他沉声应,“知道了。”
心里明知此刻不该再耽于儿女情长,可看着她拭泪的手,耸动的肩,步子却迈的艰难。
被她一个“会”字挑起的无边的怒火,早已全数烬灭在她滚烫的泪中。
翻涌的恨意如潮退般散去,最终留下的却是茫茫一片的愧与怜。
吴瓒朝她走了两步,跪步于地,拾起不知何时掉落在地的一支双凤蝶金簪,微茧的指节轻拂去上头的几许尘灰,颀身站起,轻撩起散垂于她玉颈侧的一绺落发,抬手生疏的绾于她髻间,又轻将那金簪簪回。
她背对着他,他只能勉强瞧见她颊上隐约的水痕。
指骨不受控制的凑上去,在即将抹去她泪水的一瞬,又垂落下来,藏入袖中。
“待在这儿。

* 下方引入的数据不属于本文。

Issue #144, opened 2016-04-02
issue saving exr file


moushkka:
Saving to exr seems to result in a black image on my computer.

``` python
import numpy as np
import imageio
original = imageio.imread('original.exr')
print('original min: {} max: {}'.format(np.min(original), np.max(original)))
imageio.imsave('saved.exr', original)
saved = imageio.imread('saved.exr')
print('saved min: {} max: {}'.format(np.min(saved), np.max(saved)))
```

”
吴瓒声音微哑,话音未落,只余珠帘轻响。
他怕再多待片刻,就要丢盔弃甲,不顾一切的恳求她宽恕。
瓷音原本以为自家娘子是要向阿郎状告听澜院那位的恶行,听着听着才觉动静不对。
眼瞧着吴瓒一脸阴沉的出来,冷声道,“今后无论哪门哪路来请你们娘子,都得先得我手令,否则直接叫人打出去便是。”
瓷音碧珠忙垂首应是。
李松姿垂泪片刻,许是方才心绪起伏太大,腹中竟有些坠痛,她想起前番惊胎下红的波折,终究不忍,一手覆于腹上,垂着眸温声安抚,“莫怕……阿娘在……”

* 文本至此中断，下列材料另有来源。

PR #815, opened 2022-05-18
Include py.typed in package

SimonSegerblomRex:
[mypy](https://github.com/python/mypy) complains about
```python3
import imageio.v3 as iio
```
with
```bash
error: Skipping analyzing "setuptools": module is installed, but missing library stubs or py.typed marker
```

I don't know much about mypy or packaging, but I verified that this fix solves the issue when installing locally with
```bash
python3 -m pip install .
```

This is covered in the [mypy docs](https://mypy.readthedocs.io/en/stable/installed_packages.html#installed-packages). There it's also mentioned that
>  If you use setuptools, you must pass the option `zip_safe=False` to `setup()`, or mypy will not be able to find the installed package.

– does this apply to imageio?

**Note:**
If you are using
```bash
python3 -m pip install -e .
```
you won't realize this issue.


FirefoxMetzger:
Thanks for the PR @SimonSegerblomRex and good catch on spotting the missing include. There is actually another include that is missing which I will push in a bit.

Regarding the `zip_safe=False` flag, I'm not really sure if we need it. We do package using setuptools, but  https://github.com/python/mypy/issues/8802#issuecomment-628249236 suggests that this flag is mainly to support legacy behavior (egg install rather than wheel install). @almarklein Do you think we should worry about the use case of installing imageIO as an egg (instead of the usual `pip install ...`)?

almarklein:
It looks like in theory the `zip_safe` flag would not be needed, but you never know what users do ... I think it would not hurt to add the flag :)

FirefoxMetzger:
@almarklein Okay, I've added it. Will merge once CI is happy.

瓷音悄声进来,手上端着杯适宜的热茶,“娘子,口渴了吧?”
李松姿接过茶,碧珠已经端了水盆进来,瓷音上前绞了方巾帕,回来为李松姿轻拭眼下。
热意袭面,驱散了遍体的寒,加之腹中坠痛减缓,令她终于拨开混沌,恢复几许清明。
“瓷音,方才你在外头,可听清吴弼臣说了什么?”
她当时气的昏沉,只隐约听得“陛下”与“陆明止”如何,却未听真切,但见吴瓒离去的突兀,隐约能猜到情势危急。

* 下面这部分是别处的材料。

Issue #798, opened 2022-04-25
Modernize the Request object


FirefoxMetzger:
This issue discusses ImageIO internals. Unless there are regressions, users won't notice any impact.

In #792 we discussed that it may be time to modernize the `Requests` object that sits between the user's input and a particular plugin. To start with, here is a list of things it needs to be capable of (if anything is missing please commend and I'll add it to the top message):

- (current) let plugins access various ImageResources as buffered FileLike objects
- (current) let plugins access various ImageResources as local files (if the backend doesn't support filelike)
- (current) classify the ImageResource (bytes, file, remote, standard image, ...)
- (current) provide access to the ImageResources path (for local files)
- (current) provide access to the file extension associated with the ImageResource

瓷音为她净面的手少顿,迟疑道,“吴侍卫说,陛下已下旨,传召陆大人入宫陈情了。”
李松姿倏然抬眸,“什么?!”
手中热茶洒出去大半,弄湿了裙裳。
瓷音只能应着她的眸光轻轻点头。
忽如其来的变故令李松姿猝不及防,她强迫自己镇定下来。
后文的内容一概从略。